9:00pm Saturday 31 March 2007
Prologue: In keeping with my new paradigm of visiting Bars when they are likely to be “happening”, I am moseying back to the Mission to check out Beauty Bar when the manager, Shane, assured me the joint would be jumping, so to speak. I’ve had the two free drink tokens Shane gave me the night I met him at Arrow burning a hole in my coin purse all this time, and I feel like cutting loose and shaking my ass to some pfunky phresh beats, so let’s hope DJ Omar is up to snuff.
Shane said Saturdays at 10:00 pm are pretty popular, so I’m going to try and sneak in before things get too crazy. But, party animal that I am (ha-ha), I’m committed to staying at least until 10:30, and if I’m having a blast, I’ll be there even later. Shane also warned me that some thefts have occurred here, so don’t bring big purses and keep your wits about you — you’ve been warned!
Now, I’ve been to the Beauty Bar in L.A., and I have to tell you, I didn’t get the whole manicure gimmick. The L.A. location also did henna tattoos, which was fun, but no dice at the San Francisco spot. So I’m going there to dance, and to drink (although not necessarily in that order). But I will be happy to consult with you on nail polish hue selection, should you find yourself too tipsy to decide.

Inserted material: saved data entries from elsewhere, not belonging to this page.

PR #346, opened 2024-01-16
Add create_time to rules list output

ShahabT:
**What changed?**
Added create_time field for the rules returned by ListWorkerVersioningRules API.

**Why?**
Creation time can be very useful for users when they what to consider cleaning up the rules.

**Breaking changes**
no

### DIFF
--- a/temporal/api/workflowservice/v1/request_response.proto
+++ b/temporal/api/workflowservice/v1/request_response.proto
@@ -1280,13 +1280,23 @@ message ListWorkerVersioningRulesRequest {
 }
 
 message ListWorkerVersioningRulesResponse {
-    repeated temporal.api.taskqueue.v1.BuildIdAssignmentRule assignment_rules = 1;
-    repeated temporal.api.taskqueue.v1.CompatibleBuildIdRedirectRule compatible_redirect_rules = 2;
+    repeated TimestampedBuildIdAssignmentRule assignment_rules = 1;
+    repeated TimestampedCompatibleBuildIdRedirectRule compatible_redirect_rules = 2;
 
     // This value can be passed back to UpdateWorkerVersioningRulesRequest to
     // ensure that the rules were not modified between this List and the Update,
     // which could lead to lost updates and other confusion.
     bytes conflict_token = 3;
+}
+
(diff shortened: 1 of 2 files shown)


temporal/api/workflowservice/v1/request_response.proto
```diff
@@ -1285,15 +1285,25 @@ message ListWorkerVersioningRulesRequest {
...
+    repeated TimestampedBuildIdAssignmentRule assignment_rules = 1;
+    repeated TimestampedCompatibleBuildIdRedirectRule compatible_redirect_rules = 2;
 
     // This value can be passed back to UpdateWorkerVersioningRulesRequest to
     // ensure that the rules were not modified between this List and the Update,
     // which could lead to lost updates and other confusion.
     bytes conflict_token = 3;
 }
 
+message TimestampedBuildIdAssignmentRule {
```
cretz, line 1297: I don't think we should add top-level messages to this file that are not request/response messages

carlydf (approved):
looks good

dnr (approved):
Should we just put a create_time in BuildIdAssignmentRule and CompatibleBuildIdRedirectRule? It's okay if it's not filled in sometimes. Either way, this is fine too

carlydf:
> Should we just put a create_time in BuildIdAssignmentRule and CompatibleBuildIdRedirectRule? It's okay if it's not filled in sometimes. Either way, this is fine too

I also feel like the idea of adding `create_time` to the existing structs is cleaner since it will lead to fewer lines of generated code, but up to you Shahab.

ShahabT:
I feel making it a single message reduces the generated code but makes our own code dirty because we need to verify more things, like what to do if the incoming API call has set the timestamp.
Also, it's likely that we add more server-generated values down the road that is not part of the input but is part of the output.

dnr:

Afterword: OK, I still don’t get the manicure thing. I even saw someone having her nails done, and I was truly puzzled as to why. But I was on my second huge and 100% strong drink, so I didn’t actually care. (Sorry to report that I don’t even know how much the drink cost because the first round was free and Paladin was paying thereafter. I can tell you that it’s worth whatever they are charging because the alcohol is definitely not diluted.) It did strike me, though, that as long as they are going to have old-fashioned hair-drying chairs strewn about, they might as well offer blow-drying. I would totally pay to have someone else blow dry my hair because when I do it myself, I have to keep setting down my drink.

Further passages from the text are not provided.